The CIR is reinvested by the vast majority of companies in R&D, i.e. nearly 56% of them (stable figure at isoperimeter vs. 2010). This concerns 58% of SMEs. A score in France improved once again as 60% are to be reinvested in R&D. We also note that the CIR plays a significant role as an "economic shock absorber" since one company in ten uses it for shorter-term cash flow and job maintenance purposes. On the other side of the panorama of innovation financing mechanisms, aid and subsidies are a necessary lever for any company wishing to initiate research projects in partnership.
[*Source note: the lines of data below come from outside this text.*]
PR #1703, opened 2020-03-14
HsImport: Return codeactions importing from Internal modules last

### LINKED ISSUE #1702: HIE should deprioritize suggesting importing 'Internal' modules
Sometimes HIE prompts me to add an import (with hsimport I believe) and this is great!

It's a tiny papercut that the first result is sometimes for some library's `Internal` module, this means that to import the name from the non-internal module I have to navigate the code action list to select the right one instead of easily following the first selection (for which I have an editor shortcut defined)

It would be nice if the `Internal` imports were returned last in the list.

expipiplus1:
Fixes #1702


fendor:
Thank you, nice addition!

expipiplus1:
Thanks :)

PR #1724, opened 2020-04-06
Bump resolvers

alanz:


jneira:
Maybe we could drop `cabal.project-8.8.2` and build for `ghc-8.8.2` with the default one if we update the index state.

alanz:
@jneira good idea. I actually tried that, but forgot to bump the index state.

PR #123, opened 2018-10-03
ip6address: fix parser array bounds issue/crash

pallas:
A malformed IP6Address, i.e. with more than 8 components, will cause the
memmove/memset at the end of parsing to fail.  This code is supposed to move
the post-:: bytes to the end of the address and zero out the bytes in the
center.  Instead, it moves some of the bytes the wrong way, potentially
writing prior to parts[] and then zeroing with a negative size.

Instead, make the parser stop when it hits 8 components and let parse figure
out that we did not consume the entire String.

Thanks: American Fuzzy Lop

Change-Id: I2966cb22fb5b44eb9e92dfc6a94e891cf5d02fa7


tbarbette:
Travis was in a bad shape, but the tests actually passed.

PR #127, opened 2018-10-26
Import from Metron

tbarbette:
A few things


gkatsikas:
Once you merge this one, could you also merge master into metron?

Because they are partly provided before the project is launched, they enable six out of ten companies to increase both their R&D staff and their research partnerships. "It is not entirely fair to compare head-on the effectiveness of the tax credit on innovation on the one hand and the aid or subsidy on the other. Indeed, these two types of funding are truly complementary and do not intervene at the same time in the R&D project. Moreover, they outline two ways of conducting an innovation development policy, based on a different perception of "strategic time". For the Germans, champions of direct aid, the "strategic time" is before or at the time the R&D project is set up, favouring business initiative. For the French, users of the CIR, "the time of accompaniment" is privileged: the importance is given to the development of R&D", analyses Abbas Djobo.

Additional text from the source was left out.